- PROVIDED RECORDS
PR #306, opened 2020-07-28
fix: prevent purging a user, group, and domain if bound resources are being used

adrysn:
Followup of https://github.com/lablup/backend.ai-manager/pull/302.

* Prevent purging a user when the user's virtual folders are mounted to some active sessions and/or the user has running sessions.
* Prevent purging a group when the group's virtual folders are mounted to some active sessions and/or the group has active sessions.
* Prevent purging a domain when it has active sessions.

### DIFF
--- a/src/ai/backend/manager/models/domain.py
+++ b/src/ai/backend/manager/models/domain.py
@@ -307,4 +307,4 @@ class PurgeDomain(graphene.Mutation):
                    (kernels.c.status.in_(AGENT_RESOURCE_OCCUPYING_KERNEL_STATUSES)))
         )
         active_kernel_count = await conn.scalar(query)
-        return True if active_kernel_count > 0 else False
+        return (active_kernel_count > 0)
--- a/src/ai/backend/manager/models/domain.py
+++ b/src/ai/backend/manager/models/domain.py
@@ -241,7 +241,7 @@ class PurgeDomain(graphene.Mutation):
         from . import users, groups
         async with info.context['dbpool'].acquire() as conn:
             if await cls.domain_has_active_kernels(conn, name):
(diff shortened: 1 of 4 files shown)


src/ai/backend/manager/models/domain.py
```diff
@@ -282,3 +284,27 @@ async def delete_kernels(
...
+        """
+        from . import kernels, AGENT_RESOURCE_OCCUPYING_KERNEL_STATUSES
+        query = (
+            sa.select([sa.func.count()])
+            .select_from(kernels)
+            .where((kernels.c.domain_name == domain_name) &
+                   (kernels.c.status.in_(AGENT_RESOURCE_OCCUPYING_KERNEL_STATUSES)))
+        )
+        active_kernel_count = await conn.scalar(query)
+        return True if active_kernel_count > 0 else False
```
achimnol, line 310: This may look more explicit, but I think it's better to just rely on the language semantics:
```suggestion
        return (active_kernel_count > 0)
```

src/ai/backend/manager/models/user.py
```diff
@@ -872,6 +878,68 @@ async def delete_vfolders(
...
+        """
+        from . import kernels, AGENT_RESOURCE_OCCUPYING_KERNEL_STATUSES
+        query = (
+            sa.select([sa.func.count()])
+            .select_from(kernels)
+            .where((kernels.c.user_uuid == user_uuid) &
+                   (kernels.c.status.in_(AGENT_RESOURCE_OCCUPYING_KERNEL_STATUSES)))
+        )
+        active_kernel_count = await conn.scalar(query)
+        return True if active_kernel_count > 0 else False
```
achimnol, line 941: Same here.
```suggestion
        return (active_kernel_count > 0)
```

PR #310, opened 2020-08-05
fix: vfolder.py integer type cast to parameter size

leksikov:
Despite the tus client sends file size parameter as integer. The server encodes parameter file size in jwt as a string. This will ensure that the parameter when it is used is integer.


achimnol:
Hm... the timeline protection bot seems to have stopped working, which checks the existence of news fragments in the `changes` directory. 🤔

PR #313, opened 2020-08-20
feat: include user information in keypair gql query

adrysn:
Some customers want to get some of users' information, such as full_name, when querying keypairs. They want to distinguish the owner of keypairs by user's full name, not by email (which they cannot remember).

So, This PR adds additional user fields, `email`, and `full_name`, in query keypair.

Related: https://github.com/lablup/backend.ai-client-py/pull/122.
Internal ticket: OP#672.


achimnol (approved):
LGTM!

PR #316, opened 2020-08-26
fix: regression of error logs API

achimnol:


achimnol:
Please add the new fragment here as well! (I cannot request changes as a review because I'm the first author of this PR...)

PR #319, opened 2020-08-31
script migrate vfolder structure

leksikov:
Script to migrate the vfolder vroot/local structure.

Example usage: python migrate-vfolder-structure.py /Users/name/vroot/local/ /Users/name/vroot/vfs/

This script will automatically create new folder structure and move files.

### DIFF
--- a/scripts/migrate-vfolder-structure.py
+++ b/scripts/migrate-vfolder-structure.py
@@ -8,33 +8,26 @@ def main():
     print(input_path, output_path)
     subfolders = [x for x in input_path.iterdir() if x.is_dir()]
 
-    print("Subfolders ", subfolders)
+    print("Number of folders ", len(subfolders))
+    try:
 
-    for folder in subfolders:
-        folder = str(folder)
-        folder = folder.split("/")[-1]
-        header_dir = Path(folder[0:2])
-        second_lvl_dir = Path(folder[2:4])
-        rest_dir = Path(folder[4:])
+        for folder in subfolders:
+            folder = str(folder)
+            folder = folder.split("/")[-1]
+            header_dir = Path(folder[0:2])
+            second_lvl_dir = Path(folder[2:4])
+            rest_dir = Path(folder[4:])
 
-        root = Path(input_path / Path(folder))
-        list_of_files = [x for x in root.iterdir() if x.is_file()]
-        print("list of files ", list_of_files)
-
-        try:
-            if not Path.is_dir(output_path / header_dir):
-                Path.mkdir(output_path / header_dir)
-            if not Path.is_dir(output_path / header_dir / second_lvl_dir):
-                Path.mkdir(output_path / header_dir / second_lvl_dir)
-            if not Path.is_dir(output_path / header_dir / second_lvl_dir / rest_dir):
-                Path.mkdir(output_path / header_dir / second_lvl_dir / rest_dir)
+            Path(output_path / header_dir).mkdir(parents=True, exist_ok=True)
+            Path(output_path / header_dir / second_lvl_dir).mkdir(parents=True, exist_ok=True)
+            Path(output_path / header_dir / second_lvl_dir / rest_dir).mkdir(parents=True, exist_ok=True)
 
             Path.rename(input_path / folder, output_path / header_dir / second_lvl_dir / rest_dir)
 
-        except OSError:
-            print("Creation of the directories failed")
-        finally:
-            print("Successfully created the directories")
+    except OSError:
+        print("Creation of the directories failed")
+    finally:
+        print("Successfully created the directories")
 
 
 if __name__ == '__main__':
--- a/scripts/migrate-vfolder-structure.py
+++ b/scripts/migrate-vfolder-structure.py
@@ -6,7 +6,7 @@ def main():
     input_path = Path(sys.argv[1])  # full path for vroot/local
     output_path = Path(sys.argv[2])  # full path for volume directory. ex. vfs/
     print(input_path, output_path)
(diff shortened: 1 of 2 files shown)


scripts/migrate-vfolder-structure.py
```diff
@@ -0,0 +1,41 @@
...
+        list_of_files = os.listdir(input_path + "/" + folder)
+        print(list_of_files)
+        print("list of files ", list_of_files)
+        try:
+            if not os.path.isdir(output_path + "/" + header_dir):
+                os.mkdir(output_path + "/" + header_dir)
+            if not os.path.isdir(output_path + "/" + header_dir + "/" + second_lvl_dir):
+                os.mkdir(output_path + "/" + header_dir + "/" + second_lvl_dir)
+            if not os.path.isdir(output_path + "/" + header_dir + "/" + second_lvl_dir + "/" + rest_dir):
+                os.mkdir(output_path + "/" + header_dir + "/" + second_lvl_dir + "/" + rest_dir)
```
achimnol, line 28: You could do this part with one line: `Path(output_path / header_dir / second_lvl_dir).mkdir(parents=True, exist_ok=True)`

achimnol (changes requested):
Please use [`pathlib`](https://docs.python.org/3/library/pathlib.html) and `/` operator to make it portable.

scripts/migrate-vfolder-structure.py
```diff
@@ -0,0 +1,42 @@
...
+        list_of_files = [x for x in root.iterdir() if x.is_file()]
+        print("list of files ", list_of_files)
+
+        try:
+            if not Path.is_dir(output_path / header_dir):
+                Path.mkdir(output_path / header_dir)
+            if not Path.is_dir(output_path / header_dir / second_lvl_dir):
+                Path.mkdir(output_path / header_dir / second_lvl_dir)
+            if not Path.is_dir(output_path / header_dir / second_lvl_dir / rest_dir):
+                Path.mkdir(output_path / header_dir / second_lvl_dir / rest_dir)
```
achimnol, line 30: Still this part could be reduced to a single line, using `parents=True, exist_ok=True` arguments.

scripts/migrate-vfolder-structure.py
```diff
@@ -0,0 +1,42 @@
...
+from pathlib import Path
+
+
+def main():
+    input_path = Path(sys.argv[1])  # full path for vroot/local
+    output_path = Path(sys.argv[2])  # full path for volume directory. ex. vfs/
+    print(input_path, output_path)
+    subfolders = [x for x in input_path.iterdir() if x.is_dir()]
+
+    print("Subfolders ", subfolders)
```
achimnol, line 11: Should we print all of the vfolder names (they are just a bunch of UUIDs...)?
I think just showing the number of folders would be sufficient information for the user.

scripts/migrate-vfolder-structure.py
```diff
@@ -0,0 +1,42 @@
...
+    for folder in subfolders:
+        folder = str(folder)
+        folder = folder.split("/")[-1]
+        header_dir = Path(folder[0:2])
+        second_lvl_dir = Path(folder[2:4])
+        rest_dir = Path(folder[4:])
+
+        root = Path(input_path / Path(folder))
+        list_of_files = [x for x in root.iterdir() if x.is_file()]
+        print("list of files ", list_of_files)
```
achimnol, line 22: I think this is also unnecessary.
There may be vfolders with many number of files, which would drastically slow down this operation and fill up the user's terminal with those file names.

achimnol (changes requested):
Looks good except the comments.

scripts/migrate-vfolder-structure.py
```diff
@@ -8,33 +8,26 @@ def main():
...
+        for folder in subfolders:
+            folder = str(folder)
+            folder = folder.split("/")[-1]
+            header_dir = Path(folder[0:2])
+            second_lvl_dir = Path(folder[2:4])
+            rest_dir = Path(folder[4:])
+
+            Path(output_path / header_dir).mkdir(parents=True, exist_ok=True)
+            Path(output_path / header_dir / second_lvl_dir).mkdir(parents=True, exist_ok=True)
+            Path(output_path / header_dir / second_lvl_dir / rest_dir).mkdir(parents=True, exist_ok=True)
```
achimnol, line 23: Still this could be reduced to one line, because the parents of the last line's Path includes/implies the first line and the second line.

achimnol (changes requested):

scripts/migrate-vfolder-structure.py
```diff
@@ -0,0 +1,35 @@
...
```
achimnol, line 23: And also... path fragments should be treated as strings, and we can exploit the fact that `output_path` is already a Path object:
```suggestion
            header_dir =folder[0:2]
            second_lvl_dir =folder[2:4]
            rest_dir =folder[4:]

            (output_path / header_dir / second_lvl_dir / rest_dir).mkdir(parents=True, exist_ok=True)
```

scripts/migrate-vfolder-structure.py
leksikov: Completed
(output_path / header_dir / second_lvl_dir / rest_dir).mkdir(parents=True, exist_ok=True)

achimnol (changes requested):
The code looks good now.
Please do the followings for finishing up:
* Add the news fragment as a single-sentence Markdown text file, `changes/319.feature`.
* Please fix up mypy error.
* Update our internal KB1040 to mention this script.

achimnol:
Ok, the mypy error looks like a issue for #321 and follow-up commits. I will merge this PR.

PR #321, opened 2020-09-01
Fix error monitor plugin inheritance

yongkyunlee:
Follow-up of #315 and #316.
- Updated type annotation of context_env in capture_exception


achimnol:
Skipping news fragment as this is a follow-up work of #316.

PR #4, opened 2020-02-19
[New] Built basic app file structure

Rizvida1:
- Installed Ant Design
- Created example file structure with components and pages


dynamic11 (approved):
I approved it, but we should sit down and go through it tomorrow so you can give us a game plan

PR #24, opened 2020-02-26
[NEW] Added toggle for change language

Rizvida1:
- Change language is now a toggle


dynamic11:
Please hold this change.
I really like it but we somehow need to make that toggle smaller.
Currently our navbar is too long for small screen sizes (even with our current button).
We can discuss it when we see each other next.

PR #32, opened 2020-03-04
[New] Admin User Table Page

SukhsimranpreetSekhon:
- Allows for admin to see existing users on the app and their details.
- It allows easy access to a user's profile page.
- Dropdown options allow admin to make a user active, inactive or hidden


services/frontend-v3/package.json
```diff
@@ -18,6 +18,7 @@
     "react": "^16.12.0",
     "react-app-rewired": "^2.1.5",
     "react-dom": "^16.12.0",
+    "react-highlight-words": "^0.16.0",
```
dynamic11, line 21: is it possible to avoid importing this? I want to minimize the number of packages we use to avoid future support issues.

dynamic11 (changes requested):
looks good just see if you can avoid the problem i mentioned in the comment. we can talk about it together tomorrow. I will be in the office around 10.

services/frontend-v3/package.json
SukhsimranpreetSekhon: Yeah, we need it for the searching, where it will highlight the letters/numbers that the admin searched for in a column. I think that is the last new technology that I will need for the admin pages.

dynamic11 (approved):

PR #51, opened 2020-03-11
[New] Redirect user to sign up page

dynamic11:
- force a redirect to set up page if a profile is not found
- if the user is already on the profile page then avoid redirect
- clean up and comment file

### DIFF
--- a/services/frontend/src/components/routes/Secured.js
+++ b/services/frontend/src/components/routes/Secured.js
@@ -65,6 +65,8 @@ class Secured extends Component {
   goto = link => history.push(link);
 
   render() {
+    console.log("helloooo");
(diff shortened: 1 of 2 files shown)


services/frontend/src/components/routes/Secured.js
```diff
@@ -65,6 +65,8 @@ class Secured extends Component {
   goto = link => history.push(link);
 
   render() {
+    console.log("helloooo");
+    console.log(this.state);
```
Rizvida1: Should these be here?

Rizvida1 (changes requested):

Rizvida1 (approved):

PR #55, opened 2020-03-12
[Update] Changed SearchBar to function component and added styling to profile

KateAThornley:
- updated searchbar.jsx to function component instead of class
- adjusted ant design default fonts to be larger in app.css
- added styling to cards and tags on profile page


s-glmxmd (approved):
Good job Kat! 😊

KateAThornley:
- updated searchbar.jsx to function component instead of class
- adjusted ant design default fonts to be larger in app.css
- added styling to cards and tags on profile page

PR #62, opened 2020-03-17
[New] Added sider to profile page

Rizvida1:
- There is now a sider anchor on profile page

### DIFF
--- a/services/frontend-v3/src/i18n/en_CA.json
+++ b/services/frontend-v3/src/i18n/en_CA.json
@@ -136,7 +136,7 @@
   "profile.acting.period.start.date": "Acting start date",
   "profile.address": "Address",
   "profile.branch": "Branch",
-  "profile.basic": "Basic Info",
+  "profile.basic": "Employee Information",
   "profile.diploma": "Diploma",
   "profile.projects": "Projects",
   "profile.school": "School",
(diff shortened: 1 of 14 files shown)


services/frontend-v3/src/i18n/en_CA.json
```diff
@@ -136,6 +136,7 @@
   "profile.acting.period.start.date": "Acting start date",
   "profile.address": "Address",
   "profile.branch": "Branch",
+  "profile.basic": "Basic Info",
```
s-glmxmd: Where is this used? If its for the main card I don't think we need a title for the card.

services/frontend-v3/src/i18n/fr_CA.json
```diff
@@ -139,6 +139,7 @@
   "profile.acting.period.start.date": "Date de début intérimaire",
   "profile.address": "Adresse",
   "profile.branch": "Branche",
+  "profile.basic": "Info de base",
```
s-glmxmd: Same comment for english... not sure why where this is used or why we would need one.

services/frontend-v3/src/i18n/en_CA.json
s-glmxmd: Would recommend Personal Information or Employee Information

services/frontend-v3/src/i18n/fr_CA.json
s-glmxmd: Translation would be Information personnel or Information d'employée

services/frontend-v3/src/i18n/en_CA.json
Rizvida1: It's used for the anchor thing I made

s-glmxmd (approved):
Good job Rizvi! 😄

PR #67, opened 2020-03-19
[Fix] Removed Global Styling

KateAThornley:
- removed global styling that was tampering with other parts of app


s-glmxmd (approved):
Impeccable work once again Kat! 👏

PR #69, opened 2020-03-19
[FIX] Private Info variable missing declaration

s-glmxmd:
'Twas an easy fix 😥


KateAThornley (approved):
Sagal's back at it again with the incredible bug fixes🤩

PR #72, opened 2020-03-22
[New] Created talent form

dynamic11:
- added field for competencies
- added field for skills
- added field for skills for mentorship (these skills are limited to the skills selected in the skills field.

### DIFF
--- a/services/backend/server.js
+++ b/services/backend/server.js
@@ -79,9 +79,9 @@ router.get("/getEmployeeInfo/:searchValue", keycloak.protect(), async function(
 });
 
 //User endpoints
-router.get(keycloak.protect(), "/user/", user.getUser);
-router.get(keycloak.protect(), "/user/:id", user.getUserById);
-router.post(keycloak.protect(), "/user/", user.createUser);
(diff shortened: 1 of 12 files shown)


services/backend/server.js
```diff
@@ -79,17 +79,17 @@ router.get("/getEmployeeInfo/:searchValue", keycloak.protect(), async function(
...
+router.get("/user/:id", user.getUserById);
+router.post("/user/", user.createUser);
 
 //Profile endpoints
 router.get("/profile/", keycloak.protect(), profile.getProfile);
 router
   .route("/profile/:id")
-  .get(keycloak.protect(), profile.getPublicProfileById)
-  .post(keycloak.protect(), profile.createProfile)
-  .put(keycloak.protect(), profile.updateProfile);
```
Rizvida1: Be careful. Our app is now live so stuff like this is risky

Rizvida1 (changes requested):

services/backend/server.js
dynamic11: sorry i keep forgetting to put this back :(

PR #79, opened 2020-03-30
[Fix] Added Missing Accessibility Features

KateAThornley:
-added error message on empty home search
-added warning message when no results are found on home page
-added tabbing to home page (minus to toggle the menu down in topNav- still working on that)
-added tabbing to results page including advanced search filters in sidebar
-checked all contrast, labels, and wave tool errors for accessibility

### DIFF
--- a/services/frontend-v3/src/components/searchBar/SearchBarView.jsx
+++ b/services/frontend-v3/src/components/searchBar/SearchBarView.jsx
@@ -1,15 +1,24 @@
 import React, { useState } from "react";
 import { injectIntl } from "react-intl";
 import { Form, Alert } from "antd";
-import { Icon as LegacyIcon } from "@ant-design/compatible";
+import { DownOutlined, UpOutlined } from "@ant-design/icons";
+//import { Icon as LegacyIcon } from "@ant-design/compatible";
 import "@ant-design/compatible/assets/index.css";
 import { Row, Col, Button, Card } from "antd";
 import logo from "../sideNav/logo_v2.svg";
 
 function SearchBarView(props) {
-  const [expand, setExpand] = useState(false);
+  const [setDoNothing] = useState(true);
   const [form] = Form.useForm();
-  const { getFields, getBasicField, handleSearch, toggle, data, empty } = props;
+  const {
+    getFields,
+    getBasicField,
+    handleSearch,
+    expand,
+    toggle,
+    data,
+    empty
+  } = props;
 
   const searchLabel = props.intl.formatMessage({
     id: "button.search",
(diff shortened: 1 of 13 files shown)


services/frontend-v3/src/components/searchBar/SearchBarView.jsx
```diff
@@ -1,15 +1,24 @@
...
+import { Form, Alert } from "antd";
+import { DownOutlined, UpOutlined } from "@ant-design/icons";
+//import { Icon as LegacyIcon } from "@ant-design/compatible";
 import "@ant-design/compatible/assets/index.css";
 import { Row, Col, Button, Card } from "antd";
 import logo from "../sideNav/logo_v2.svg";
 
 function SearchBarView(props) {
-  const [expand, setExpand] = useState(false);
+  const [setDoNothing] = useState(true);
```
Rizvida1: This should not work...
The useState returns an array that looks like [state, setState]. You are setting setDoNothing as the state and not the setState. 
This would work with objects but not arrays.

Rizvida1 (changes requested):

services/frontend-v3/src/components/searchBar/SearchBarView.jsx
```diff
@@ -20,17 +29,29 @@ function SearchBarView(props) {
...
+        <Alert
+          message={props.intl.formatMessage({
+            id: "alert.empty.search",
+            defaultMessage: "Please input a value into the search bar below"
+          })}
+          type="error"
+          style={styles.alert}
+        />
+      ) : (
+        setDoNothing[true]
```
Rizvida1, line 53: That's not how it should work and you probably do get the warning. if you want, you can do temp = useState... and then do setDoNothing=temp[1]

Rizvida1 (changes requested):

services/frontend-v3/src/components/searchBar/SearchBarView.jsx
KateAThornley: wait why should my setDoNothing not be allowed to be set to true? If i create a temp state using useState then am I not going to need setTemp?? I think im missing something here...

Rizvida1: You aren't setting here. First of all, you are using square brackets to call a function. Secondly, setDoNothing was not a function before. When you use useState, the names of the variables don't matter, the order does since it is an array, not an object. And the method I suggested above is to remove the error associated with what you're doing. It is better now since you added "doNothing" to the useState but you'll get the error for not using in and you still aren't calling "setDoNothing" and a function.

Rizvida1 (changes requested):

dynamic11:
branch has fallen behind (stale)

PR #80, opened 2020-04-02
[New] Created new landing page

KateAThornley:
- Created LandingPage.jsx
- Styled with new banner (let me know if we'd like it replaced)
- Added logo and language button to top nav of landing page
**Note: waiting on info from clients on what content we'd like to fill the landing page with, when that comes in I will add the proper cards to the page


dynamic11:
It looks sweet! I just have a few questions:

How temporary is this home page? The reason I am asking is that there are two problems with it that i found but I'm not sure if its worth the time to fix it. here are my concerns:

1) its not responsive and im worried that even on our surfaces it will look unresponsive
2) i like the style but i think some people will have issues with how dark it is. We can mock up some other styles but i don't want to waste time if its all going to be changed in the future.

Rizvida1 (approved):

PR #81, opened 2020-04-02
[new] updated antd to 4.1

dynamic11:
- update antd to 4.1
- update other related packages


Mousto097 (approved):
It looks good!

I checked out your branch, cleaned up all containers, I built the whole app and everthing was working perfectly.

- YOUR GOAL
Your answer must be the lines from the one containing "[new] updated antd to 4.1" to the last line of the entries, repeated exactly and with nothing else.

- RESPONSE FOR THIS EXERCISE
[new] updated antd to 4.1

dynamic11:
- update antd to 4.1
- update other related packages


Mousto097 (approved):
It looks good!

I checked out your branch, cleaned up all containers, I built the whole app and everthing was working perfectly.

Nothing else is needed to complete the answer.